Now, sheltering in the loading bay of an abandoned factory, he took mental inventory of the things in the trunk. A suitcase, a few items of clothing, a camera, a tape recorder, the radio he had used to communicate with the surveillance team. If the car was not collected soon, the police would impound it, break open the trunk, and examine the contents. They would play the audiotape and discover that Werner Müller’s gallery and telephones had been bugged. They would develop exposed rolls of film and discover photographs of the gallery’s exterior. They would calculate the angle of the photographs and surmise that they had been taken from a window of the Hôtel Laurens. They would question the staff at the hotel and discover that the room in question had been occupied by a rude German writer.
Gabriel’s right hand began to throb. The strain was catching up with him. He’d stayed on the move after the bombing, ridden a dozen Métro trains, walked countless miles along the crowded boulevards.
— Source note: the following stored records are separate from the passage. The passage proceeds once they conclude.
PR #2658, opened 2020-10-29
Fix CMake configuration of OTA demo

aggarw13:
The OTA demo has a hard-dependency on the old MQTT library. This PR updates the CMake configuration of the demo to have a direct dependency on `AFR::mqtt` target.


tgsong (approved):

aggarw13:
Closing the PR as the same change was made in #2628

PR #2665, opened 2020-10-29
Test: Fix unit test not building

alfred2g:
Fix Unit Test not building

Description
-----------
Fix the build framework for the UT, transport, and ble

Checklist:
----------


libraries/c_sdk/standard/ble/include/iot_ble_mqtt_serialize.h
```diff
@@ -32,6 +33,8 @@
 #ifndef IOT_BLE_MQTT_SERIALIZE_H
 #define IOT_BLE_MQTT_SERIALIZE_H
 
+#define bool    int
```
aggarw13, line 36: This seems like a dangerous change... It wouldn't work for compilers that have C99 support.

alfred2g: bool won't work with c89 compilers 
so we need to fix all this file

libraries/c_sdk/standard/ble/utest/ble_mqtt_transport/CMakeLists.txt
```diff
@@ -64,6 +66,8 @@
             "${AFR_ROOT_DIR}/freertos_kernel/include/"
             "${AFR_ROOT_DIR}/libraries/c_sdk/standard/common/include"
             "${AFR_ROOT_DIR}/libraries/coreMQTT/source/include"
+            "${AFR_ROOT_DIR}/libraries/coreMQTT/test/unit-test"
```
aggarw13, line 69: Why does this need to have the `coreMQTT/test/unit-test` path in the include list?

libraries/abstractions/transport/CMakeLists.txt
```diff
@@ -35,4 +35,3 @@ afr_module_include_dirs(
        "${transport_interface_dir}"
        "${src_dir}"
 )
-
```
aggarw13, line 38: We usually do put newlines at the end of files...

aggarw13 (dismissed):

aggarg (dismissed):

aggarg (approved):

PR #2681, opened 2020-11-02
Build and check CBMC proofs concurrently with litani

markrtuttle:
This pull request modifies the method of building and checking CBMC proofs to use litani.  

Litani is a build system based on ninja that allows us to build and check CBMC proofs concurrently, and to produce a summary that gives the current status of proof progress, and ends with an overall summary of the proof results.  Moving to a litani build also makes it possible to move to a new implementation of continuous integration.

### DIFF
--- a/tools/cbmc/proofs/Makefile.template
+++ b/tools/cbmc/proofs/Makefile.template
@@ -50,16 +50,6 @@ INSTFLAGS = \
 # ____________________________________________________________________
 # Rules
 #
-# Rules for building a:FR object files. These are not harness-specific,
-# and several harnesses might depend on a particular a:FR object, so
-# define them all once here.
-
-@RULE_GOTO@
-	$(GOTO_CC) @COMPILE_ONLY@ @RULE_OUTPUT@ $(INC) $(CFLAGS) @RULE_INPUT@
-
-# ____________________________________________________________________
-# Rules
-#
 # Rules for patching
 
 patch:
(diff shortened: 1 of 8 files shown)


tools/cbmc/proofs/Makefile.template
```diff
@@ -73,14 +63,27 @@ unpatch:
...
+CWD=$(abspath .)
+
+gotos/%.goto: %.c
+	mkdir -p $(dir $@)
 	$(GOTO_CC) @COMPILE_ONLY@ @RULE_OUTPUT@ $(INC) $(CFLAGS) @RULE_INPUT@
 
-$(ENTRY)1.goto: $(OBJS)
-	$(GOTO_CC) @COMPILE_LINK@ @RULE_OUTPUT@ --function harness $(OBJS)
+queue_datastructure.h: gotos/$(FREERTOS)/freertos_kernel/queue.goto
+	python3 @TYPE_HEADER_SCRIPT@ --binary $(CWD)/gotos$(FREERTOS)/freertos_kernel/queue.goto --c-file $(FREERTOS)/freertos_kernel/queue.c
```
karkhaz, line 80: * There should be a `/` in `$(CWD)/gotos$(FREERTOS)` between `gotos` and `$(FREERTOS)`
* Currently, the prerequisite is `gotos/$(FREERTOS)/...` but the argument is `$(CWD)/gotos/...`. I would prefer if the argument was just `$@` so that we don't write the same thing twice and have it go out-of-date. I believe there's no need for `$(CWD)` because this command will be run in the proof directory, but IMO you should still have it there just so that an absolute path shows up in the log.

tools/cbmc/proofs/Makefile.template
```diff
@@ -110,11 +113,13 @@ $(ENTRY).goto: $(ENTRY)5.goto
 # Rules for running CBMC
 
 goto:
```
karkhaz, line 115: Do you not want to do the `_goto`, `_report`, etc trick that we do for other repositories, so that people can just run `make report` in the proof directory and have it 'just work' with litani?

tools/cbmc/proofs/run-cbmc-proofs.py
```diff
@@ -0,0 +1,313 @@
...
+def main():
+    args = get_args()
+    set_up_logging(args.verbose)
+
+    proof_root = pathlib.Path(__file__).resolve().parent
+    litani = get_litani_path(proof_root)
+
+    if not args.no_standalone:
+        run_cmd(
+            ["./prepare.py"], check=True, cwd=str(proof_root))
```
karkhaz, line 281: Is this idempotent now?

karkhaz (changes requested):

tools/cbmc/proofs/Makefile.template
markrtuttle: I have addressed all of these issues with `--binary @RULE_INPUT@`.  This required modifying the type header script to expand this relative path to an absolute patch before running the goto-instrument command that uses this path.  The script changes directory to a temporary directory before running goto-instrument, so an absolute path is required, probably explaining  the reason for the $(CWD) prefix used in the prior version of this Makefile.template.

tools/cbmc/proofs/Makefile.template
markrtuttle: No, we are not changing the targets themselves.  We are using litani to run `make goto`, we are not using `make goto` to run litani as we do in the starter kit.

tools/cbmc/proofs/run-cbmc-proofs.py
markrtuttle: Yes, the patch module that this script calls now checks for the patching touch file before patching.

karkhaz (approved):

nateglims (approved):

n9wxu (approved):

PR #2687, opened 2020-11-03
Fix MQTT LWT tests failure due to MQTT keep alive timeout

leegeth:
Fix MQTT LWT tests failure due to MQTT keep alive timeout.

Description
-----------
Fix MQTT LWT tests failure due to MQTT keep alive timeout.
Problem: LWT tests were consistently failing on boards with slower stack.
Root cause: The MQTT connection established were getting timing out and closed by the broker on boards with slower network stacks.
Fix: Increase the keep alive timeout.

Checklist:
----------

### DIFF
--- a/tests/integration_test/core_mqtt_system_test.c
+++ b/tests/integration_test/core_mqtt_system_test.c
@@ -212,7 +212,7 @@
  * @brief Time interval in seconds at which an MQTT PINGREQ need to be sent to
  * broker.
  */
-#define MQTT_KEEP_ALIVE_INTERVAL_SECONDS      ( 5U )
+#define MQTT_KEEP_ALIVE_INTERVAL_SECONDS      ( 20U )
 
 /**
  * @brief The number of milliseconds to wait for AWS IoT Core Message Broker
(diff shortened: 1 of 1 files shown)


tests/integration_test/core_mqtt_system_test.c
```diff
@@ -212,7 +212,7 @@
  * @brief Time interval in seconds at which an MQTT PINGREQ need to be sent to
  * broker.
  */
-#define MQTT_KEEP_ALIVE_INTERVAL_SECONDS      ( 5U )
+#define MQTT_KEEP_ALIVE_INTERVAL_SECONDS      ( 20U )
```
muneebahmed10, line 215: Is it the broker that was disconnecting us? If a value < 30 is given to AWS IoT, the server should treat it as if it were 30 seconds. Does this value need to be increased more?

muneebahmed10 (dismissed):

tests/integration_test/core_mqtt_system_test.c
leegeth: Thanks for sending the [documentation pointing out this behavior in AWS IoT](https://docs.amazonaws.cn/en_us/general/latest/gr/iot-core.html#iot-protocol-limits). I have seen that 20 seconds fixes the issue already, while it was consistently failing for 5. I have tested with 20 and 60 and both were successful. I will make it 60 to make the test more robust.

muneebahmed10 (approved):
Seems a bit long for the keep alive test, but we can refactor the tests at a later time to not take so much time

aggarg (approved):

PR #2725, opened 2020-11-09
Fix memory leak in tearDown of integration tests

yourslab:
Description
-----------

If the assertion on the returned status of `MQTT_Disconnect` fails, then `SecureSocketsTransport_Disconnect` will never be called. This means that the memory will remain allocated while a new connection will be established for the next test case, causing a memory leak.

Checklist:
----------

- [x] My code is Linted.

### DIFF
--- a/tests/integration_test/core_mqtt_system_test.c
+++ b/tests/integration_test/core_mqtt_system_test.c
@@ -883,17 +883,19 @@ void testSetUp()
 /* Called after each test method. */
 void testTearDown()
 {
-    MQTTStatus_t status;
+    MQTTStatus_t mqttStatus;
+    TransportSocketStatus_t transportStatus;
 
     /* Terminate MQTT connection. */
-    status = MQTT_Disconnect( &context );
+    mqttStatus = MQTT_Disconnect( &context );
 
     /* Terminate TLS session and TCP connection. */
-    ( void ) SecureSocketsTransport_Disconnect( &networkContext );
+    transportStatus = SecureSocketsTransport_Disconnect( &networkContext );
 
-    /* Make any assertions at the end that may prevent #SecureSocketsTransport_Disconnect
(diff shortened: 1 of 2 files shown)


aggarw13 (dismissed):

tests/integration_test/core_mqtt_system_test.c
```diff
@@ -883,11 +883,17 @@ void testSetUp()
...
 {
+    MQTTStatus_t status;
+
     /* Terminate MQTT connection. */
-    TEST_ASSERT_EQUAL( MQTTSuccess, MQTT_Disconnect( &context ) );
+    status = MQTT_Disconnect( &context );
 
     /* Terminate TLS session and TCP connection. */
     ( void ) SecureSocketsTransport_Disconnect( &networkContext );
+
```
gkwicker, line 893: Why are we throwing away the return value from `SecureSocketsTransport_Disconnect()` on line 892?

tests/integration_test/shadow_system_test.c
```diff
@@ -817,11 +817,17 @@ TEST_SETUP( deviceShadow_Integration )
...
 {
+    MQTTStatus_t status;
+
     /* Terminate MQTT connection. */
-    TEST_ASSERT_EQUAL( MQTTSuccess, MQTT_Disconnect( &context ) );
+    status = MQTT_Disconnect( &context );
 
     /* Terminate TLS session and TCP connection. */
     ( void ) SecureSocketsTransport_Disconnect( &networkContext );
+
```
gkwicker, line 827: Same comment as previous file – why are we discarding the return value on line 826?  It seems like we should be validating it just as we validate the return value of `MQTT_Disconnect()`.

gkwicker (commented):
See comments.

aggarw13 (approved):

gkwicker (approved):

PR #812, opened 2024-05-28
Bug/si 942 moic 404s

timothy-ness:
To reduce (but not eliminate) the number of 404s from MOIC (also called allocation manager) by only querying the offenders which are actually going to be shown on the page (i.e. post all the filtering).

This will mean the moic calls will no longer be done in parallel with 2 other calls (prisoner search and get security referrals), however it will also reduce the number of calls being made to moic (it does them in batches of 20 at a time) so it should be a net reduction in time. On dev, it reduced the calls from 692 -> 253 for one page load, and reduced the 404s from 297 to 64.


a6software (approved):
👍

Stubbs (approved):

PR #825, opened 2024-07-25
[SI-1091] Delete pending cats on Offender Release event

a6software:
Listen for Offender Release events. Delete any pending (not APPROVED or CANCELLED) cats, recats, and lite cats for the offender.

This is currently behind an inactive feature flag, and for the moment will only log what we would have deleted.

### DIFF
--- a/server/services/sqsService.js
+++ b/server/services/sqsService.js
@@ -115,7 +115,7 @@ module.exports = function createSqsService(offenderService, formService) {
             }
             const reason = event?.additionalInformation?.reason
             if (!reason || reason !== 'RELEASED') {
-              logger.warn({ MessageId: message.MessageId, nomsNumber }, 'Reason was not "RELEASED"')
+              logger.info({ MessageId: message.MessageId, nomsNumber }, 'Reason was not "RELEASED"')
               break
             }
             await formService.deletePendingCategorisations(nomsNumber, transactionalDbClient)
--- a/server/services/sqsService.js
+++ b/server/services/sqsService.js
@@ -4,6 +4,7 @@ const logger = require('../../log')
 const config = require('../config')
 const riskChangeHelper = require('../utils/riskChange')
 const db = require('../data/dataAccess/db')
+const { events } = require('../utils/eventUtils')
 
 AWS.config.update({
   region: 'eu-west-2',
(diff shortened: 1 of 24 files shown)


server/services/sqsService.js
```diff
@@ -102,9 +103,19 @@ module.exports = function createSqsService(offenderService, formService) {
...
+            logger.info(
+              { event },
+              `${events.EVENT_DOMAIN_PRISONER_OFFENDER_SEARCH_PRISONER_RELEASED}: Received payload`
+            )
+            const nomsNumber = event?.additionalInformation?.nomsNumber
+            if (!nomsNumber) {
+              logger.warn({ MessageId: message.MessageId }, 'MessageId was missing a nomsNumber')
+              break
+            }
+            await formService.deletePendingCategorisations(nomsNumber, transactionalDbClient)
```
a6software, line 116: INCORRECT - only do this if 'reason' is RELEASED

a6software: fixed

server/services/sqsService.js
```diff
@@ -102,9 +103,24 @@ module.exports = function createSqsService(offenderService, formService) {
...
+              `${events.EVENT_DOMAIN_PRISONER_OFFENDER_SEARCH_PRISONER_RELEASED}: Received payload`
+            )
+            const nomsNumber = event?.additionalInformation?.nomsNumber
+            if (!nomsNumber) {
+              logger.warn({ MessageId: message.MessageId }, 'MessageId was missing a nomsNumber')
+              break
+            }
+            const reason = event?.additionalInformation?.reason
+            if (!reason || reason !== 'RELEASED') {
+              logger.warn({ MessageId: message.MessageId, nomsNumber }, 'Reason was not "RELEASED"')
```
timothy-ness, line 118: Should this be a warning? Is it something which could happen often or a kind of error?

timothy-ness (dismissed):

server/services/sqsService.js
a6software: good spot, thanks - no, lazy copy paste from the nomsNumber check above, fixed (set to info) and pushed

timothy-ness (approved):

PR #830, opened 2024-08-29
Recategorisation prioritisation filter frontend

timothy-ness:
This is the frontend part of the recategoriserHome page's new prioritisation filter. It isn't actually applying the filter but you can interact with it fully, hiding the filter, selecting all, or individually selecting the inputs. The 'backend' part of actually applying the filters will be in a separate PR.


server/views/pages/recategoriserHome.html
```diff
@@ -42,81 +45,196 @@ <h1 class="govuk-heading-l">{{ pageTitle }}</h1>
...
+                text: 'Clear filters',
+                href: '/recategoriserHome'
+              },
+              categories: filterCategories
+            } if filterCategories.length > 0,
+            optionsHtml: filterOptionsHtml,
+            submit: {
+              attributes: {
+                "data-test-id": "submit-button",
+                style: "display: none;"
```
a6software, line 135: Screenshot 2024-09-02 at 10 17 07

i tried it without line 135 and it seems hidden by default anyway, so maybe you can just remove this line. If not, it's probably easiest to give this element an id, and then add a style to hide it from the stylesheet, which is valid for the csp

assets/js/recategoriserHome.js
```diff
@@ -0,0 +1,79 @@
...
+  const csrfToken = document.querySelector('meta[name="csrf-token"]').getAttribute('content')
+  await fetch('/recategoriserHome/hide-filter', {
+    method: 'POST',
+    body: JSON.stringify({ hideFilter }),
+    headers: {
+      'Content-Type': 'application/json',
+      'X-CSRF-Token': csrfToken,
+    },
+  });
+})
```
a6software, line 79: it's not going to make much difference here I imagine, but you can (often should) store the lookup result in a variable, like

```
const tableContainer = document.getElementById('tableContainer')
const filterContainer = document.getElementById('filterContainer')

  if (event.target.innerText === 'Hide filter') {
    filterContainer.classList.add('govuk-visually-hidden')
    tableContainer.classList.remove("govuk-grid-column-two-thirds")
    tableContainer.classList.add("govuk-grid-column-full")
```

as otherwise it does the same lookup multiple times.

assets/js/recategoriserHome.js
```diff
@@ -0,0 +1,79 @@
...
+  return true
+}
+
+function setSelectAllButtonTextBasedOnSelectedCheckboxes(selectAllButtonId, checkboxesIdPrefix) {
+  document.getElementById(selectAllButtonId).innerText = allCheckboxesAreChecked(checkboxesIdPrefix) ? 'Deselect all' : 'Select all'
+}
+
+document
+  .getElementById('selectAllSuitabilityForOpenConditionsFilter')
+  .addEventListener(
```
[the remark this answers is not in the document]
a6software: this would be better being:

```
const selectAllSuitabilityForOpenConditionsFilter = document
  .getElementById('selectAllSuitabilityForOpenConditionsFilter')

if (selectAllSuitabilityForOpenConditionsFilter) {
  selectAllSuitabilityForOpenConditionsFilter.addEventListener(...
```

a6software (approved):
lgtm

PR #831, opened 2024-08-29
[SI-607] Adds cypress test for Categoriser Home page

a6software:
Intended to be a Cypress replica of https://github.com/ministryofjustice/offender-categorisation/blob/main/integration-tests/src/test/groovy/uk/gov/justice/digital/hmpps/cattool/specs/HomePageSpecification.groovy#L20-L69


integration_tests/mockApis/elite2.ts
```diff
@@ -645,6 +647,34 @@ const stubGetOffenderDetails = ({
   return Promise.all([stubBasicInfo(), stubSentenceDetail(), stubSentenceTerms(), stubMainOffence()])
 }
 
+const stubGetOffenderDetailsBasic = ({
```
timothy-ness, line 650: Could you call stubGetOffenderDetails here with basic parameter set to true? The json body here overlaps with that functions, if basic is true should it be this smaller payload?

timothy-ness (dismissed):

integration_tests/mockApis/elite2.ts
a6software: implemented as suggested

integration_tests/mockApis/allocationManager.ts
```diff
@@ -21,7 +21,7 @@ export default {
     stubFor({
       request: {
         method: 'GET',
-        urlPattern: '/api/allocation/\\w+',
+        urlPattern: '/allocation-manager/api/allocation/\\w+',
```
a6software, line 24: the path was wrong here, which is why Engelbert Humperdinck now needed adding anywhere POM is displayed - it should always have displayed, but the mock was not properly setup.

timothy-ness (approved):

a6software:
thanks

PR #833, opened 2024-09-02
[SI-607] Filter prisoners from cat / recat list by legal status

a6software:
Intentionally duplicates cat and recat home pages, though tweaks the lists to filter out any unwanted offenders based on their legal status.

This is duplicated such that we can display the changes to a small / controlled subset of users, before rolling out to the wider estate. At that point, the duplicated code can be removed.


a6software:
changes requested

timothy-ness (approved):

a6software:
thanks

PR #837, opened 2024-09-09
Recategorisation prioritisation backend

timothy-ness:
Applying the filters when they are selected, except the RoSH filter because that is still waiting on credentials being added to our client ID. If there are no results and filters are applied then it will show a different message compared to normal no results. 

Ticket: https://dsdmoj.atlassian.net/browse/SI-1078


server/services/offendersService.js
```diff
@@ -742,12 +762,15 @@ module.exports = function createOffendersService(
           return null
         }
 
-        const releaseDate = releaseDateMap.get(raw.bookingId)
+        const releaseDateForDecidingIfRecordShouldBeIncluded =
+          !raw.dbRecord || !raw.dbRecord.catType || raw.dbRecord.catType === CatType.RECAT.name
```
timothy-ness, line 766: This is to match the logic on line 57, since a different function is now being called to get the release date (getprisonerSearchData).

server/services/recategorisationFilter.ts
```diff
@@ -0,0 +1,161 @@
...
+  const prisonerNumbers = prisoners.map(prisoner => prisoner.offenderNo)
+  const dateThreeMonthsAgo = getDateNMonthsAgo(3)
+  const dateTwoMonthsAgo = getDateNMonthsAgo(2)
+  const dateOneMonthAgo = getDateNMonthsAgo(1)
+  const [adjudicationsThreeMonthsAgo, adjudicationsTwoMonthsAgo, adjudicationsLastMonth] = await Promise.all([
+    nomisClient.getOffenderAdjudications(prisonerNumbers, dateThreeMonthsAgo, dateTwoMonthsAgo, agencyId),
+    nomisClient.getOffenderAdjudications(prisonerNumbers, dateTwoMonthsAgo, dateOneMonthAgo, agencyId),
+    nomisClient.getOffenderAdjudications(prisonerNumbers, dateOneMonthAgo, moment().format('YYYY-MM-DD'), agencyId),
+  ])
+  return [...adjudicationsThreeMonthsAgo, ...adjudicationsTwoMonthsAgo, ...adjudicationsLastMonth]
```
a6software, line 76: i don't follow this - so may very well have missed something

is this possibly simplified with a single call from 

` nomisClient.getOffenderAdjudications(prisonerNumbers, dateThreeMonthsAgo, moment().format('YYYY-MM-DD'), agencyId),`

server/services/recategorisationFilter.ts
```diff
@@ -0,0 +1,161 @@
...
+  return prisoners.filter(prisoner => {
+    const currentPrisonerSearchData = prisonerSearchData.get(prisoner.bookingId)
+    const activeNonExpiredAlertCodes =
+      (currentPrisonerSearchData &&
+        currentPrisonerSearchData.alerts
+          ?.filter(alert => alert.active && !alert.expired)
+          .map(alert => alert.alertCode)) ||
+      []
+    const incentiveLevelCode = currentPrisonerSearchData?.currentIncentive?.level.code
+    for (let i = 0; i < allFilters.length; i += 1) {
```
a6software, line 104: possibly slightly nicer to use `for (const filter of allFilters)`

a6software (dismissed):

server/services/recategorisationFilter.ts
timothy-ness: I get an eslint error if I use for of: iterators/generators require regenerator-runtime, which is too heavyweight for this guide to allow them

a6software (approved):

PR #844, opened 2024-09-17
[SI-1206] Adds xlsx for spreadsheet output, db cert path update for same

a6software:
Pre-requisite change, to enable testing of scripts on pre-prod before committing the full code.

### DIFF
--- a/server/data/dataAccess/db.js
+++ b/server/data/dataAccess/db.js
@@ -14,7 +14,7 @@ const pool = new Pool({
   ssl:
     config.db.sslEnabled === 'true'
       ? {
-          ca: fs.readFileSync('root.cert'),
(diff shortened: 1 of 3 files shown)


server/data/dataAccess/db.js
```diff
@@ -14,7 +14,7 @@ const pool = new Pool({
   ssl:
     config.db.sslEnabled === 'true'
       ? {
-          ca: fs.readFileSync('root.cert'),
+          ca: fs.readFileSync('/app/root.cert'),
```
a6software, line 17: so i can use the same db config from a new `scripts` dir outside the conventional `server` dir

timothy-ness (approved):

a6software:
thx

PR #845, opened 2024-09-17
[SI-1206] Extract and export TPRS stats

a6software:


scripts/tprs-data-extract/1211-three-years-or-more.js
```diff
@@ -0,0 +1,116 @@
...
+    const bookings = await getCatCPrisoners({ onlyTprs, startDate, endDate })
+
+    const bookingMap = createBookingsMap({ bookings })
+    const bookingIds = bookingMap.keys()
+
+    const prisonerSearchData = await getPrisonerSearchData({ username, bookingIds })
+    const updatedBookingMap = updateBookingMapWithSearchResult({ bookingMap, prisonerSearchData })
+    const threeYearsFromNow = moment().add(3, 'years')
+
+    return [...updatedBookingMap.values()]
```
timothy-ness, line 94: Do you need to splay this into an array? does updatedBookingMap.values().filter not work?

timothy-ness (approved):

cruffymoj (changes requested):
Added @garethmdavies

garethmdavies (changes requested):
For this type of requirement, the analysis should really be done on the analytical platform and not within the operational system. As such we should support getting the cat tool data to the AP via the DPR platform for the data analysts to provide this to DOS.

Where MI / metrics are required in service, these should now be done using DPR embedded reporting components and not standalone SQL scripts which will have an additional support and maintenance burden for the team.

See: https://dsdmoj.atlassian.net/wiki/spaces/DPR/pages/4396712508/Embeddable+Reporting

@atulloch

PR #848, opened 2024-10-07
Add azure analytics

timothy-ness:
Adding web analytics to azure for the cat tool. After a talk given at one of the show and tells, some of the team were interested in replicating the dashboards another service have created on Azure for our apps, this is the first step, recording the data in azure.


a6software (approved):
nice, looking forward to seeing what this produces

PR #854, opened 2024-10-14
Si 1258 async middleware non transaction

timothy-ness:
Creating an async middleware which is not in a DB transaction and switching some of the controller actions to use that.


a6software (approved):
ok - so I think this is right. I've tried locally, and I've run all the tests. 

I don't know a definitive way to hammer it to test. 

My opinion is this goes into a release. Just this. Clear the pipelines, and deploy only this one. And let it sit in prod for at least a couple of days before we start pushing out more prod stuff.

a6software (approved):

PR #858, opened 2024-10-18
Handling restricted access people

timothy-ness:
It seems that we get a 403 for a restricted access person, when that happens we should continue as if they have no rosh but record it so we can see how often it happens.


server/data/risksAndNeeds/risksAndNeedsApi.ts
```diff
@@ -70,6 +70,11 @@ function risksAndNeedsApiGetBuilder(username) {
       if (error.response?.status === 404) {
         return {}
       }
+      // 403 errors are returned for crns of restricted access people, we will record how many these occur for but continue as if they do not have a rosh score
+      if (error.response?.status === 403) {
+        logger.info('Risks and needs API: restricted crn requested')
```
a6software, line 75: worth logging the crn here, or do you already have it?

a6software (approved):

server/data/risksAndNeeds/risksAndNeedsApi.ts
timothy-ness: It's in the request since it's a get request

PR #860, opened 2024-10-21
Added in logging and slight refactor to improve performance

timothy-ness:
Improvements for performance:
- ordering the filters so that it will apply all filters which don't require more data to be loaded first, and using the filtered list of prisoners to load data for the further filters.
- increased the batch size of the rosh data so more will be done in parallel.

logging added:
- to see if it's using the cache for RoSH correctly
- to see how long it takes to complete the fetching of crns and full fetching of RoSH data
- to see how many crns have no RoSH level

### DIFF
--- a/server/services/recategorisation/filter/recategorisationFilter.ts
+++ b/server/services/recategorisation/filter/recategorisationFilter.ts
@@ -244,7 +244,7 @@ export const filterListOfPrisoners = async (
 
   let offenderNumbersWithAdjudications = []
   if (allFilters.includes(NO_ADJUDICATIONS_IN_THE_LAST_3_MONTHS)) {
-    const adjudicationsData = await loadAdjudicationsData(prisoners, nomisClient, agencyId)
+    const adjudicationsData = await loadAdjudicationsData(filteredPrisoners, nomisClient, agencyId)
     offenderNumbersWithAdjudications = adjudicationsData.map(adjudicationsDatum => adjudicationsDatum.offenderNo)
     filteredPrisoners = filteredPrisoners.filter(prisoner => {
       return !offenderNumbersWithAdjudications.includes(prisoner.offenderNo)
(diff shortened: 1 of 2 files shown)


server/services/recategorisation/filter/recategorisationFilter.ts
```diff
@@ -244,9 +236,31 @@ export const filterListOfPrisoners = async (
...
+  if (allFilters.includes(NO_ADJUDICATIONS_IN_THE_LAST_3_MONTHS)) {
+    const adjudicationsData = await loadAdjudicationsData(filteredPrisoners, nomisClient, agencyId)
+    offenderNumbersWithAdjudications = adjudicationsData.map(adjudicationsDatum => adjudicationsDatum.offenderNo)
+    filteredPrisoners = filteredPrisoners.filter(prisoner => {
+      return !offenderNumbersWithAdjudications.includes(prisoner.offenderNo)
+    })
+  }
+  let offenderNumbersWithLowRoshScore = []
+  if (allFilters.includes(LOW_ROSH)) {
+    offenderNumbersWithLowRoshScore = await getOffenderNumbersWithLowRoshScore(
```
a6software, line 255: is this or line 247 slow?

if so, it could be worth just adding the functions to an array

```
  if (allFilters.includes(NO_ADJUDICATIONS_IN_THE_LAST_3_MONTHS)) {
    const adjudicationsDataPromise = loadAdjudicationsData(filteredPrisoners, nomisClient, agencyId)
  }
  if (allFilters.includes(LOW_ROSH)) {
    offenderNumbersWithLowRoshScorePromise =getOffenderNumbersWithLowRoshScore(...
}
```

then, run all the promises at the same time with 

```
const [adjudicationsData, offenderNumbersWithLowRoshScore] = await Promise.all([adjudicationsDataPromise, offenderNumbersWithLowRoshScorePromise])
```

requires jiggery pokery with the code after

but then everything runs rather than blocks and then runs and then blocks and then runs etc

a6software (approved):

server/services/recategorisation/filter/recategorisationFilter.ts
timothy-ness: Thanks, good suggestion! I think the adjudications data is normally quite quick to load but this is still a good call... I'm going to add it in as part of a different PR though so I can run some of this logging on preprod sooner

PR #14492, opened 2016-10-19
[BUGFIX beta] Fix unknownProperty key

### LINKED ISSUE #14491: unknownProperty not being called with original key
Original function https://github.com/emberjs/ember.js/blob/master/packages/ember-metal/lib/property_get.js#L50

`Ember.get(obj, 'foo.bar');`

I expected `foo.bar` to get passed to `unknownProperty()` but the actual key which gets passed is just `foo`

From a public telephone near the Luxembourg Gardens, he had made contact with Uzi Navot on the emergency channel.
Gabriel looked up now and saw two cars moving slowly along a narrow service road bordered by a sagging chain-link fence. The headlights were doused. The cars stopped about fifty yards away. Gabriel jumped down from the loading dock-the landing sent shock waves of pain through his hands-and walked toward them. The rear door of the first car flew open. Navot was slumped in the backseat. “Get in,” he grumbled. Clearly, he had watched too many American movies about the Mafia.
Navot had brought a doctor, one of Ari Shamron’s sayanim . He was sitting in the front passenger seat. He made an operating table of the center armrest, spreading a sterile cloth over it and switching on the dome light. The doctor cut away the dressing and examined the wound. He pulled his lips into a mild frown- Not so bad. You bring me here for this? “ Something for the pain?” he asked, but Gabriel shook his head. Another frown, another tip of the head- As you wish.